The use of biological technologies for the treatment of degenerative spinal diseases has undergone rapid clinical and scientific development. BMP strategies have gained wide support for an inherent potential to improve the ossification process. It has been extensively studied in combination with various techniques for spinal stabilisation from both anterior and posterior approach. We studied the fusion process after implantation of rhBMP-2 in 17 patients with degenerative lumbar spine diseases in combination with dorsal fixation with pedicle screws and poly-ether-ether-ketone (PEEK) interbody cages.
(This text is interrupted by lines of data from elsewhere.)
PR #5873, opened 2024-09-21
docs(clayui.com): LPD-36695 DualListBox arrow buttons should be disab…

pat270:
…led when there are no more elements to move

https://liferay.atlassian.net/browse/LPD-36695

duallistbox


matuzalemsteles (approved):
LGTM

PR #242, opened 2024-10-04
Do not depend on json template for mocking streaming.

YooSunYoung:
@SimonHeybrock  

This update should allow you to run beamlime only with a file without any json structure.

```bash
beamlime \ 
    --nexus-file-path 60392-2022-02-28_2215.nxs \
    --workflow ess-loki-monitor \
    --log-level DEBUG \
    --merge-every-nth 20 \
    --image-path-prefix loki-test \
    --num-frames 40 \
    #--fill-dummy-data  # uncomment this if you want to use actual data from the file.

```

### DIFF
--- a/src/beamlime/applications/handlers.py
+++ b/src/beamlime/applications/handlers.py
@@ -105,12 +105,12 @@ class DataAssembler(HandlerInterface):
         self.debug("Data piece merged for %s", message.content.key)
         if self._should_send_message():
             nxevent_data = {
-                nexus_path_as_string(self.streaming_modules[key].path): JSONGroup(value)
+                nexus_path_as_string(self.streaming_modules[key].path): value
                 for key, value in self._nexus_store.items()
                 if key.module_type == "ev44"
             }
             nxlog = {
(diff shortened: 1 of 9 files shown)


src/beamlime/applications/handlers.py
```diff
@@ -105,7 +105,7 @@ def merge_data_piece(self, message: DataPieceReceived) -> DataReady | None:
         self.debug("Data piece merged for %s", message.content.key)
         if self._should_send_message():
             nxevent_data = {
-                nexus_path_as_string(module_spec.path): JSONGroup(value)
```
YooSunYoung, line 108: There was a bug that I found as I tested it with a file : D....!! wheeee

YooSunYoung:
Feel free to make it better and proceed while I'm on vacation : D ...!

YooSunYoung:
For testing, there are already existing tests that I had updated, but we still need to test ``fill-dummy-data``.
I opened an issue #243 since it was too complicated to do it at once.

SimonHeybrock (approved):
Worked for testing with the new SANS workflows.

PR #248, opened 2024-10-18
Add application for continuous operation and raw detector view displays

### LINKED ISSUE #246: Continuous operation
During a meeting with scientists, it became clear that in addition to the start/stop mode, we will also need a "continuous" operation mode. The main purpose of this is to display a live raw detector view. We are only interested in the `ev44` messages for displaying raw counts on the the detectors.

Notes:
- We will require a template file so we can load and create the detector view, but this can either be static or be determined from an older/fixed run-start message.
- Subsequent run-start and run-stop messages should be ignored, we should just keep passing event data to the data reduction workflow.

I think the simplest and most pragmatic solution is to simple not handle run-start and run-stop at all in this mode. We can just give a path to a NeXus template file by hand. This could even by handled as part of setting up the reduction workflow, i.e., outside Beamlime itself. Mapping from topic/source names to detector names can also be configured by hand.

- [ ] Add new application that can be run as a script, see https://github.com/scipp/beamlime/blob/51853589b5510c70ac52527fddb45a5c1212e88b/pyproject.toml#L41-L42.
- [ ] Instead of https://github.com/scipp/beamlime/blob/51853589b5510c70ac52527fddb45a5c1212e88b/src/beamlime/applications/handlers.py#L74, define a new handler that only requires `DataPieceReceived` (no `RunStart`) @SimonHeybrock

YooSunYoung:
Fixes #246.

### DIFF
--- a/pyproject.toml
+++ b/pyproject.toml
@@ -40,7 +40,7 @@ dynamic = ["version"]
 
 [project.scripts]
 beamlime = "beamlime.__main__:main"
-show-detector = "beamlime.executables.show_detector:main"
+beamlime-raw-detectors = "beamlime.executables.show_detector:main"
 
 [project.urls]
 "Bug Tracker" = "https://github.com/scipp/beamlime/issues"
--- a/pyproject.toml
+++ b/pyproject.toml
@@ -40,6 +40,7 @@ dynamic = ["version"]
 
 [project.scripts]
 beamlime = "beamlime.__main__:main"
+show-detector = "beamlime.executables.show_detector:main"
 
 [project.urls]
 "Bug Tracker" = "https://github.com/scipp/beamlime/issues"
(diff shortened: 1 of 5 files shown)


YooSunYoung:
@SimonHeybrock 
Now the changes are merged here!
Will you let me know when it works from your side...??

SimonHeybrock:
@YooSunYoung How do I have to run this now?

SimonHeybrock (approved):
Works for me.

YooSunYoung:
@SimonHeybrock  I don't have a proper role to merge it bypassing the CI checks for some reason...? 
The test fails since the new implementation in essreduce is not published yet.

pyproject.toml
```diff
@@ -40,6 +40,7 @@ dynamic = ["version"]
 
 [project.scripts]
 beamlime = "beamlime.__main__:main"
+show-detector = "beamlime.executables.show_detector:main"
```
SimonHeybrock, line 43:
```suggestion
beamlime-raw-detectors = "beamlime.executables.show_detector:main"
```
To make it easier to discover, e.g., by tab-completion?

PR #251, opened 2024-10-24
Show detector patch

YooSunYoung:
@SimonHeybrock I added some more arguments for easier command line testings.

As I tried it with a fake listener, I had this error.

I was using this file: /ess/data/coda/2024/268227/raw/268227_00029504.hdf

Do you have any idea why it happens and how to fix it?

```
 File "/Users/sunyoungyoo/ESS/beamlime/src/beamlime/applications/handlers.py", line 144, in handle
    det.add_counts(np.concatenate(buffer))
  File "/Users/sunyoungyoo/ESS/essreduce/src/ess/reduce/live/raw.py", line 161, in add_counts
    counts = self.bincount(data)
  File "/Users/sunyoungyoo/ESS/essreduce/src/ess/reduce/live/raw.py", line 90, in bincount
    out.values = np.bincount(offset, minlength=self._size).reshape(self.data.shape)
ValueError: 'list' argument must have no negative elements
```

However, with a workaround(I just filtered all negative offset in the bincount call) 
``show-detector`` command worked with a fake listener ...!

The command I used is:
```bash
show-detector --fake-listener \
  --static-file-path loki_valid.h5 \
  --nexus-file-path loki_valid.h5 \
  --image-path-prefix test \
  --num-frames 100

```

### DIFF
--- a/src/beamlime/applications/handlers.py
+++ b/src/beamlime/applications/handlers.py
@@ -291,6 +291,8 @@ def random_image_path() -> ImagePath:
 
 MaxPlotColumn = NewType("MaxPlotColumn", int)
 DefaultMaxPlotColumn = MaxPlotColumn(3)
+NormalizeHistogramFlag = NewType("NormalizeHistogramFlag", bool)
+DefaultNormalizeHistogramFlag = NormalizeHistogramFlag(False)
 
 
 class PlotStreamer(HandlerInterface):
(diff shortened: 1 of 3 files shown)


src/beamlime/applications/handlers.py
```diff
@@ -125,25 +136,42 @@ def handle(self, message: DataPieceReceived) -> WorkflowResultUpdate | None:
...
+        if self._pulse % self.n_pulses == 0:
             results = {}
             for name, det in self._detectors.items():
                 buffer = self._buffer[name]
                 if len(buffer):
                     det.add_counts(np.concatenate(buffer))
                     buffer.clear()
                 for window in (1,):
-                    key = f'{name.split("/")[-1]} window={window*npulse}'
+                    key = f'{name.split("/")[-1]} window={window*self.n_pulses}'
```
SimonHeybrock, line 147: Can you undo all changes to `__init__` and `handle`? It will run into big conflicts with what I am doing.

src/beamlime/applications/handlers.py
```diff
@@ -427,9 +457,11 @@ def __init__(
         logger: BeamlimeLogger,
         image_path_prefix: ImagePath,
         max_column: MaxPlotColumn = DefaultMaxPlotColumn,
+        normalize: NormalizeHistogramFlag = DefaultNormalizeHistogramFlag,
```
SimonHeybrock, line 460: Same here, as mentioned yesterday on Slack, please undo all changes to plotting, as I already have a ton of changes here.

PR #252, opened 2024-10-28
Dependencies update.

YooSunYoung:
We had to update `essreduce` to use live data reduction stuff.


SimonHeybrock:
Shoulnd't we put a minimum essreduce into `pyproject.toml`?

SimonHeybrock (approved):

We used 12 mg rhBMP-2 carried by collagen sponge, 6 mg in every cage. Patient follow up consisted of pre-operative radiographic and clinical evaluation. Similar post-operative evaluations were performed at 3 and 6 months. Clinical assessment demonstrated clear improvement in all patients despite evidence of vertebral endplate osteoclastic activity in the 3-month radiographs. The 6-month radiograph, however, confirmed evidence of fusion, and no untoward results or outcomes were noted. While previous studies have shown exclusively positive results in both fusion rates and process, our study demonstrated an intermediate morphology at 3 months during the ossification process using Induct Os in combination with peek-cages using a PLIF-technique. The transient resorption of bone surrounding the peek cage did not result in subsidence, pain or complication, and fusion was reached in all cases within a 6-month-controlled evaluation. Although there was no negative influence on clinical outcome, the potential for osteoclastic or metabolic resorption bears watching during the post-surgical follow up.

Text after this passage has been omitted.